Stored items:
PR #60, opened 2020-11-02
Better parallel performance with XArray

christinaholtNOAA:
This changes the datahandler grib loader to use XArray with a PyNio engine, and for the UPPData class to have a GribFile object, instead of extending a GribFile object. Benefits of this approach:

- Each grib file is opened once per forecast hour for both maps and Skew Ts
- Faster completion on kjet -- 100 maps for 4 regions in about 3 minutes.
- Locking and error handling on zip file to allow multiple copies to run simultaneously for Rocoto-level parallelization.
- No additional support for Python packages needed.

Tested all current images in hrrr_subset.yml and Skew T locations with create_graphics.py.


adb_graphics/datahandler/grib.py
```diff
@@ -624,15 +636,17 @@ def values(self, level=None, name=None, **kwargs):
...
         profile = field[::]
         lev = 0
         if len(profile.shape) == 2:
             profile = profile[x, y]
         elif len(profile.shape) == 3:
             if one_lev:
-                lev = self.get_level(field, level, var_spec)
+                lev = vertical_index
+                if vertical_index is None:
+                    lev = self.get_level(field, level, var_spec)
```
christinaholtNOAA, line 649: This needs the same logic as fieldData method.

create_graphics.py
```diff
@@ -56,11 +64,48 @@ def create_maps(cla, fhr, grib_path, workdir):
...
+            try:
+                with zipfile.ZipFile(zipf, 'a', zipfile.ZIP_DEFLATED) as zfile:
+                    for png_file in png_files:
+                        if os.path.exists(png_file):
+                            zfile.write(png_file, os.path.basename(png_file))
+            except: # pylint: disable=bare-except
+                print(f'Error on writing zip file! {sys.exc_info()[0]}')
+                count += 1
+                if count >= retry:
+                    raise
```
christinaholtNOAA, line 96: If any error is raised when writing the zip file, it will retry 2 more times.

create_graphics.py
```diff
@@ -56,11 +64,48 @@ def create_maps(cla, fhr, grib_path, workdir):
...
+            else:
+                # When zipping is successful, remove png_files
+                for png_file in png_files:
+                    if os.path.exists(png_file):
+                        os.remove(png_file)
```
christinaholtNOAA, line 101: This block executes if `try` block was successful. Only remove the png files then.

create_graphics.py
```diff
@@ -56,11 +64,48 @@ def create_maps(cla, fhr, grib_path, workdir):
...
+            finally:
+                fd.close()
+                if os.path.exists(lock_file):
+                    os.remove(lock_file)
```
christinaholtNOAA, line 105: Do this block no matter the outcome of the `try` block.

create_graphics.py
```diff
@@ -56,11 +64,48 @@ def create_maps(cla, fhr, grib_path, workdir):
...
+            break
```
christinaholtNOAA, line 106: If successful `try` block, break out of `while True` loop.

create_graphics.py
```diff
@@ -434,22 +477,21 @@ def graphics_driver(cla):
...
-                # Directory is empty now -- rmdir is fine.
-                os.rmdir(workdir)
+                png_files = glob.glob(os.path.join(workdir, f'*{fhr:02d}.png'))
+
+                zip_proc = Process(group=None,
+                                   target=create_zip,
+                                   args=(png_files, zipf),
+                                   )
+                zip_proc.start()
+                zip_proc.join()
```
christinaholtNOAA, line 494: This bit runs the zipping in a subprocess so it doesn't hold up the graphics-making processes.

cshartsough (approved):
tried checking by commit, to follow your changes.  Looks great from all I can tell.

Brian-Jamison (approved):
Cool!  Lots of changes.  I'm a bit confused where the function is located for grib.GribFile.  Is this part of xarray or pynio?

adb_graphics/datahandler/grib.py
```diff
@@ -35,48 +35,33 @@ def _load(self):
         ''' Internal method that opens the grib file. Returns a grib message
         iterator. '''
 
-        return Nio.open_file(self.filename, format="grib2") # pylint: disable=c-extension-no-member
+        #return Nio.open_file(self.filename, format="grib2") # pylint: disable=c-extension-no-member
+        return xr.open_dataset(self.filename,
+                               engine='pynio',
+                               lock=False,
+                               backend_kwargs=dict(format="grib2"),
+                               )
```
christinaholtNOAA, line 43: @Brian-Jamison The `grib.GribFile` class here in `adb_graphics/datahandler/grib.py`. It has been reduced to just opening the grib file and is no longer used as a base class for the other classes defined in this file. 

The only change that really happened to this part of the code is the way we load the data. Before we were using `Nio.open_file()` to get a `Nio` object. Now we use `xr.open_dataset()` with the `pynio` engine and load an XArray data structure. That change in object type was what necessitated a bunch of the changes for accessing the data inside. See the mods below that go from `filename` or`contents` to `ds`.

PR #61, opened 2020-11-19
Mean rh

Brian-Jamison:
These are additions to produce the mean 850mb-500mb RH plot.  A new function, field_mean, was introduced in grib.py to compute the mean of any number of fields of the same type, defined in default_specs.py.  Here is an example with its NCL counterpart:

image
image

### DIFF
--- a/adb_graphics/datahandler/grib.py
+++ b/adb_graphics/datahandler/grib.py
@@ -129,10 +129,18 @@ class UPPData(specs.VarSpec):
 
         return values - self.values(name=variable2, level=level2)
     
-#    def field_mean(self, values, variable2, level2, variable3, level3, **kwargs) -> np.ndarray:
     def field_mean(self, values, variable, levels, **kwargs) -> np.ndarray:
 
-<<<<<<< Updated upstream
+        # pylint: disable=unused-argument
+
+        ''' Returns the mean of the values. '''
+
+        sum = values * 0.
+        for level in levels:
+            sum = sum + self.values(name=variable, level=level)
+            
+        return sum / len(levels)
+    
     def get_field(self, ncl_name):
 
         ''' Given an ncl_name, return the NioVariable object. '''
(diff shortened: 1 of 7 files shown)


christinaholtNOAA (changes requested):
It seems something odd happened with the merge from master here. There are a lot of things that are identical or undoing Craig's previous commits. I don't see a merge from master into this branch? How did you incorporate those changes?

Brian-Jamison:
I'm sorry, I must have done this incorrectly.  On my branch, I committed my latest changes, then I switched to master and did a git pull, which brought in Craig's precip type changes.  I switched back to my branch, and looked at differences between my branch and master, and changed my code to match master plus added my changes.  After testing, I did 'git add' for that code and committed and pushed.  How should I correct it?

image_lists/hrrr_subset.yml
```diff
@@ -83,6 +83,7 @@ hourly:
     rh:
       - 2m
       - 850mb
+      - mean
```
christinaholtNOAA, line 86: This should also show up in any of the other image lists that are relevant...rap, hrrr, etc.

adb_graphics/datahandler/grib.py
```diff
@@ -155,6 +167,9 @@ def get_level(self, field, level, spec):
         levs = self.ds[dim_name].values
 
         # Requested level
+        if level == 'mean':
+            lev = 0
+            return lev
```
christinaholtNOAA, line 172: These lines should not be needed. Provide `vertical_index: 0` in the default_specs.yml instead.

cshartsough (approved):
looks good.  It's really just grib.py and default_specs.yml - I assume hrrr.yml and hrrr_subset.yml are not being kept up in the repository?

christinaholtNOAA (changes requested):
This looks pretty good. Thanks for sorting out the merging issues! 

Please take a look at my inline comments below.

image_lists/hrrr_subset.yml
Brian-Jamison: I'll add it in rap.yml and it should be present for most yml files.

adb_graphics/datahandler/grib.py
Brian-Jamison: I did try that and it does work, but I decided to handle it in grib.py rather than having a vertical_index parameter in the default_specs simply because it looks confusing when just looking at the default_specs.

christinaholtNOAA: I think a quick comment in the default_specs.yml will help with confusion, and keep a bunch of level-type logic out of the code and in the config files.

Brian-Jamison:
This is an example of the new title:
image

cshartsough:
That seemed to do the trick.  Good job.

christinaholtNOAA (approved):
Looks great, @Brian-Jamison!!

PR #62, opened 2020-11-19
Adds an image list for RTMA

christinaholtNOAA:
I created a first pass at the list of RTMA fields to be plotted. I tested in a real-time setting in my own workspace for both maps and skewts. 

The fields that are not currently available are commented out in the image list.


cshartsough (approved):
good cleanup.  should work for RTMA.

Brian-Jamison (approved):
Looks good to me.  Thanks for the cleanup.

PR #63, opened 2020-12-30
Fix the print out of values in TD box.

christinaholtNOAA:
Without this change, the full XArray with all metadata is printed in the thermo-dynamic box.


cshartsough (approved):
This is the level I can understand quickly.  ;-)  Looks good!

PR #137, opened 2021-12-08
Global plots part2

Brian-Jamison:
This is part 2 of the global plots, which cover the interpolated subregions for Alaska, CONUS, and the Northern and Southern Hemisphere.  The Southern Hemisphere cannot currently be plotted correctly with the map, because the metadata in the grib2 file is incorrect.

Also included here is the ability to turn off airport plotting for certain plots.  In this case, the airports for the smoke-related plots are not plotted (by request).

Examples of the new imagery follows:

Alaska full domain:
image

Alaska Zoom:
image

Alaska Zoom 2:
image

CONUS full:
image

NW:
image
 
 NC:
image

NE:
image

SW:
image

SC:
image

SE:
image

NHemi:
image

### DIFF
--- a/adb_graphics/datahandler/gribdata.py
+++ b/adb_graphics/datahandler/gribdata.py
@@ -616,8 +616,6 @@ class fieldData(UPPData):
         elif self.grid_suffix == 'GLL0':
             attrs = []
             grid_info['projection'] = 'cyl'
-            grid_info['lon_0'] = 0
-            grid_info['lat_0'] = 90
         else:
             attrs = []
             grid_info['projection'] = 'rotpole'
--- a/adb_graphics/datahandler/gribdata.py
+++ b/adb_graphics/datahandler/gribdata.py
@@ -39,7 +39,6 @@ class UPPData(specs.VarSpec):
         # Parse kwargs first
         config = kwargs.get('config', 'adb_graphics/default_specs.yml')
         self.model = kwargs.get('model')
-        self.tile = kwargs.get('tile')
         self.filetype = kwargs.get('filetype', 'prs')
 
 
@@ -278,7 +277,6 @@ class UPPData(specs.VarSpec):
 
         if x <= 0 or y <= 0 or x >= max_x or y >= max_y:
             print(f'site location is outside your domain! {site_lat} {site_lon}')
-            # return(-1.E10, -1.E10)
             return(-1, -1)
 
         return (x, y)
@@ -527,10 +525,7 @@ class fieldData(UPPData):
         if self.model == 'global':
             ret = [lat[-1], lat[0], lon[0], lon[-1]]
         else:
-            ret = [lat[0, 0], lat[-1, -1], lon[0, 0], lon[-1, -1]]  # good SHemi data but wrong map
-            #ret = [20.826, 20.826, 30.0, 120.0]
-            #ret = [20.826, 20.826, 120, -60]  # good SHemi map but no data
-        print(f'ret = {ret}')
+            ret = [lat[0, 0], lat[-1, -1], lon[0, 0], lon[-1, -1]]
 
         return ret
 
@@ -616,22 +611,13 @@ class fieldData(UPPData):
             grid_info['lat_0'] = 39.0
         elif self.grid_suffix == 'GST0':
             attrs = ['Lov']
-            grid_info['projection'] = 'stere'  # don't use npstere or spstere
-            #grid_info['lat_0'] = 90  # works for NHemi
-            #grid_info['lat_0'] = -90  # works for SHemi
-            grid_info['lat_ts'] = 90
+            grid_info['projection'] = 'stere'
             grid_info['lat_0'] = 90
         elif self.grid_suffix == 'GLL0':
             attrs = []
-            #grid_info['projection'] = 'cyl'
-            grid_info['projection'] = 'ortho'
-            #grid_info['resolution'] = None
+            grid_info['projection'] = 'cyl'
             grid_info['lon_0'] = 0
             grid_info['lat_0'] = 90
-            grid_info['llcrnrx'] = 0
-            grid_info['llcrnry'] = 0
-            grid_info['urcrnrx'] = 1439
-            grid_info['urcrnry'] = 720
         else:
             attrs = []
             grid_info['projection'] = 'rotpole'
--- a/adb_graphics/datahandler/gribdata.py
+++ b/adb_graphics/datahandler/gribdata.py
@@ -547,7 +547,7 @@ class fieldData(UPPData):
         dewpt = self.values(name='dewp', level='2m', do_transform=False)
         weasd = self.values(name='weasd', level='sfc', do_transform=False)
         gust = self.values(name='gust', level='10m', do_transform=False)
-        soilm = self.values(name='soilm', level='sfc', do_transform=False)
+        soilw = self.values(name='soilw', level='0cm', do_transform=False)
 
         # A few derived fields
         dewpt_depression = temp - dewpt
@@ -556,7 +556,7 @@ class fieldData(UPPData):
         snowc = (25.0 - weasd) / 25.0
         snowc = np.where(snowc > 0.0, snowc, 0.0)
 
-        mois = 0.01 * (100.0 - soilm)
+        mois = 1.0 - soilw
 
         # Set urban (13), snow/ice (15), barren (16), and water (17) to 0.
         for vegtype in [13, 15, 16, 17]:
@@ -576,7 +576,7 @@ class fieldData(UPPData):
         dewpt.close()
         weasd.close()
         gust.close()
-        soilm.close()
+        soilw.close()
 
         return fwi
 
--- a/adb_graphics/datahandler/gribdata.py
+++ b/adb_graphics/datahandler/gribdata.py
@@ -267,8 +267,6 @@ class UPPData(specs.VarSpec):
         lats, lons = self.latlons()
         adjust = 360 if np.any(lons < 0) else 0
         lons = lons + adjust
-        #if self.model in ['global']:
-        #    lats, lons = np.meshgrid(lats, lons, sparse=False, indexing='ij')
         max_x, max_y = np.shape(lats)
 
         # Numpy magic to grab the X, Y grid point nearest the profile site
@@ -524,11 +522,10 @@ class fieldData(UPPData):
         '''
 
         lat, lon = self.latlons()
-        ret = [lat[0, 0], lat[-1, -1], lon[0, 0], lon[-1, -1]]
-        #if self.model == 'global':
-        #    ret = [lat[-1], lat[0], lon[0], lon[-1]]
-        #else:
-        #    ret = [lat[0, 0], lat[-1, -1], lon[0, 0], lon[-1, -1]]
+        if self.model == 'global':
+            ret = [lat[-1], lat[0], lon[0], lon[-1]]
+        else:
+            ret = [lat[0, 0], lat[-1, -1], lon[0, 0], lon[-1, -1]]
 
         return ret
 
--- a/adb_graphics/datahandler/gribdata.py
+++ b/adb_graphics/datahandler/gribdata.py
@@ -512,7 +512,10 @@ class fieldData(UPPData):
         '''
 
         lat, lon = self.latlons()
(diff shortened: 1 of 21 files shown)


adb_graphics/datahandler/gribfile.py
```diff
@@ -94,7 +94,7 @@ def free_fcst_names(self, ds, fcst_type):
                         ])
                 needs_renaming = var.split('_')[0] not in odd_variables
                 if suffix in special_suffixes and needs_renaming:
-                    new_suffix = f'{suffix}1h' if self.model not in ['global'] else f'{suffix}6h'
+                    new_suffix = f'{suffix}1h' if 'global' not in self.model else f'{suffix}6h'
                     ret[var] = var.replace(suffix, new_suffix)
             else:
```
Brian-Jamison, line 99: These were changed to trigger for globalAK, globalCONUS, and globalNHemi.

adb_graphics/default_specs.yml
```diff
@@ -1323,6 +1331,7 @@ trc1:
     clevs: [1, 4, 7, 11, 15, 20, 25, 30, 40, 50, 75, 150, 250, 500]
     colors: smoke_colors
     ncl_name: COLMD_P0_L200_{grid}
+    plot_airports: False
```
Brian-Jamison, line 1334: The new parameter to turn off airports if desired.

adb_graphics/figures/maps.py
```diff
@@ -86,15 +88,16 @@ class Map():
                         TILE_DEFS dictionary
     '''
 
-    def __init__(self, airport_fn, ax, **kwargs):
+    def __init__(self, airport_fn, ax, field, **kwargs):
```
Brian-Jamison, line 91: Need to include field here so we can turn on/off airports.

adb_graphics/figures/maps.py
```diff
@@ -520,30 +527,21 @@ def _wind_barbs(self, level):
...
-            stride = 20
-            length = 4
+                stride = int(round(u.shape[1] / 35))
+            length = 5
         else:
             stride = TILE_DEFS[tile]["stride"]
             length = TILE_DEFS[tile]["length"]
+            if self.map.model == 'globalCONUS':
+                stride = int(round(stride / 2.5))
+                length = 5
```
Brian-Jamison, line 544: A new feature, a decent stride can be found if you divide the number of grid points on the shorter side by 35.  Subdomains are defined by lat,lon so the stride is set in the TILE_DEFS.  For the CONUS subdomains, further dividing by 2.5 works well.

image_lists/global.yml
```diff
@@ -3,12 +3,6 @@ hourly:
   variables:
     1ref:
       - 1000m
-    acpcp:
-      - sfc
-    acsnod:
-      - sfc
-    acsnw:
-      - sfc
```
Brian-Jamison, line 11: Because of the presence of another total acc variable, the renaming has trouble, so these will be left out for now until a fix is put in.

image_lists/global.yml
```diff
@@ -49,10 +43,6 @@ hourly:
       - 10cm
       - 1m
     soilw: *soilt_levs
-    solar:
-      - sfc
-    ssrun:
-      - sfc
```
Brian-Jamison, line 55: These products aren't available for global.

Brian-Jamison:
I put in some comments about the code, and added sample images.

image_lists/globalAK.yml
```diff
@@ -0,0 +1,66 @@
+hourly:
```
christinaholtNOAA, line 1: I see some diffs between image_lists for the 4 global ones. Should they be different? If not, then we may want to consider a different solution to how to handle the different tiles.

christinaholtNOAA (changes requested):
Brian, thanks for the follow up to address some of the global subdomain issues! 

I have some comments/questions/concerns below.

adb_graphics/default_specs.yml
Brian-Jamison: Yes, it is now.  Thanks for reminding me.

adb_graphics/figures/maps.py
Brian-Jamison: Good point in not passing the field.  This has been changed to pass a boolean flag for plot_airports.

adb_graphics/figures/maps.py
Brian-Jamison: Done.

adb_graphics/datahandler/gribdata.py
```diff
@@ -613,10 +613,11 @@ def grid_info(self):
             attrs = ['Lov']
             grid_info['projection'] = 'stere'
             grid_info['lat_0'] = 90
-            grid_info['lat_ts'] = 90
```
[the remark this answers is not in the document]
Brian-Jamison: The documentation on lat_ts states: "latitude of true scale. Optional for stereographic, cylindrical equal area and mercator projections. default is lat_0 for stereographic projection. default is 0 for mercator and cylindrical equal area projections."  So it defaults to lat_0, which is 90, and thus not needed.  It may be that it will need to be set for the Southern Hemisphere plot, when that is available.

adb_graphics/figures/maps.py
```diff
@@ -32,7 +32,8 @@
     'SE': {'corners': [22, 37, -93.5, -72], 'stride': 10, 'length': 4},
     'SW': {'corners': [24.5, 45, -122, -103], 'stride': 10, 'length': 4},
     'Africa': {'corners': [-40, 40, -40, 60], 'stride': 7, 'length': 5},
-    'AKZoom': {'corners': [52, 73, -162, -132], 'stride': 4, 'length': 4},
+    'AKZoom': {'corners': [52, 73, -162, -132], 'stride': 4, 'length': 5},
```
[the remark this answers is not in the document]
Brian-Jamison: Yes, it's been tested with RAP-AK, which is the only other model.

adb_graphics/figures/maps.py
```diff
@@ -144,14 +147,17 @@ def draw_airports(self):
...
-                    ax=self.ax,
-                    color='w',
-                    fillstyle='full',
-                    markeredgecolor='k',
-                    markeredgewidth=0.5,
-                    markersize=4,
-                    )
+
+        add_airports = self.field.vspec.get('plot_airports', True)
+        if add_airports:
```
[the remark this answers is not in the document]
Brian-Jamison: Thanks, corrected.

adb_graphics/figures/maps.py
```diff
@@ -310,8 +316,9 @@ def draw(self, show=False): # pylint: disable=too-many-locals, too-many-branches
             self._wind_barbs(add_wind)
 
         # Add field values at airports
+        add_airports = self.field.vspec.get('plot_airports', True)
         annotate = self.field.vspec.get('annotate', False)
-        if annotate and self.map.model not in ['global']: # airports are too dense in global
+        if add_airports and annotate and 'global' not in self.map.model: # too dense in global
```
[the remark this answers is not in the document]
Brian-Jamison: Good point.  I had that in case we wanted to plot airports for Alaskan (or other) subdomains for global.  If that's wanted at some point, the logic here will need to be changed.

adb_graphics/figures/maps.py
```diff
@@ -375,7 +382,7 @@ def _draw_field(self, ax, field, func, **kwargs):
         '''
 
         x, y = self._xy_mesh(field)
-        vals = field.values()[::]
+        vals = field.values()
```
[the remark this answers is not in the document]
Brian-Jamison: It appears to be unnecessary.  I think I removed it at one time to try and locate the source of an error, and though it wasn't the source, I left the change because it didn't seem to cause an error or have an effect.  I've tested it this way with all the models, and the result is the same with or without it.

image_lists/globalAK.yml
Brian-Jamison: They have been changed to match.  The only difference is the model names, which may need to be handled separately due to different projections.

create_graphics.py
```diff
@@ -445,12 +445,15 @@ def parallel_maps(cla, fhr, ds, level, model, spec, variable, workdir,
 
     fig, ax = plt.subplots(1, 1, figsize=(inches, inches))
 
+    plot_airports = spec.get('plot_airports', True)
```
christinaholtNOAA, line 448: This is a pretty short call to spec. You could put it directly in the Map object creation on line 456 to reduce the number of variables created in this method.

image_lists/globalAK.yml
christinaholtNOAA: Since it's already happened at least once, this sort of large duplication will likely create big problems for us. I'd prefer to see this handled differently. Maybe I can try to get this knocked out in this "down week" so that we can also handle the RRFS domains similarly.

christinaholtNOAA (changes requested):

create_graphics.py
```diff
@@ -451,6 +451,7 @@ def parallel_maps(cla, fhr, ds, level, model, spec, variable, workdir,
         ax=ax,
         grid_info=field.grid_info(),
         model=model,
+        plot_airports=spec.get('plot_airports', True),
```
Brian-Jamison, line 454: The spec get has been moved to be defined in the call.

adb_graphics/figures/maps.py
```diff
@@ -82,6 +84,8 @@ class Map():
                              ll_lat, ur_lat, ll_lon, ur_lon
           model         model designation used to trigger higher resolution maps if needed
                         also used to turn off plotting of airports on global maps
+          plot_airports bool to allow airport plotting to be turned off for
+                        certain plots, default is True
```
Brian-Jamison, line 88: Documentation added.

adb_graphics/figures/maps.py
```diff
@@ -91,10 +95,11 @@ def __init__(self, airport_fn, ax, **kwargs):
         self.ax = ax
         self.grid_info = kwargs.get('grid_info', {})
         self.model = kwargs.get('model')
+        self.plot_airports = kwargs.get('plot_airports', True)
```
Brian-Jamison, line 98: plot_airports has been removed from the __init__ args, and retrieved using kwargs.get with a default of True.

image_lists/globalAK.yml
Brian-Jamison: I agree, there's a lot of duplication.  I would prefer to handle this in a separate PR.

christinaholtNOAA (approved):
@Brian-Jamison thanks for those changes. It all looks good. Let's follow up with a discussion on resolving conflicts and removing the duplicate image lists.

adb_graphics/datahandler/gribdata.py
```diff
@@ -613,10 +613,11 @@ def grid_info(self):
...
         elif self.grid_suffix == 'GLL0':
             attrs = []
             grid_info['projection'] = 'cyl'
+            grid_info['lon_0'] = 0
+            grid_info['lat_0'] = 90
```
christinaholtNOAA, line 620: Are these set in the file's metadata, or no?

adb_graphics/default_specs.yml
```diff
@@ -1345,6 +1352,7 @@ trc1:
     clevs: [1, 2, 4, 6, 8, 12, 16, 20, 25, 30, 40, 60, 100, 200]
     colors: smoke_colors
     ncl_name: MASSDEN_P0_L103_{grid}
+    plot_airports: False
```
christinaholtNOAA, line 1355: Do we want to turn these off for all projections?

christinaholtNOAA (approved):
LGTM, but see my comments/questions below.

cshartsough (approved):
Looks of hard work here.  Thanks Christina for your review; nothing to add.

Congrats.

adb_graphics/datahandler/gribdata.py
Brian-Jamison: I tested with these two lines commented out, relying on the default values.  Everything ran perfectly, and the resulting plots looked the same.  I removed the lines.

adb_graphics/default_specs.yml
Brian-Jamison: Ravan has asserted that he doesn't want any airports plotted on any of the smoke-related maps, so I think this is ok.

DIRECTIONS FOR THIS TASK:
The answer should consist solely of the lines from the first line above through the one with "- Faster completion", both included, repeated exactly.

THE COMPLETED TASK:
PR #60, opened 2020-11-02
Better parallel performance with XArray

christinaholtNOAA:
This changes the datahandler grib loader to use XArray with a PyNio engine, and for the UPPData class to have a GribFile object, instead of extending a GribFile object. Benefits of this approach:

- Each grib file is opened once per forecast hour for both maps and Skew Ts
- Faster completion on kjet -- 100 maps for 4 regions in about 3 minutes.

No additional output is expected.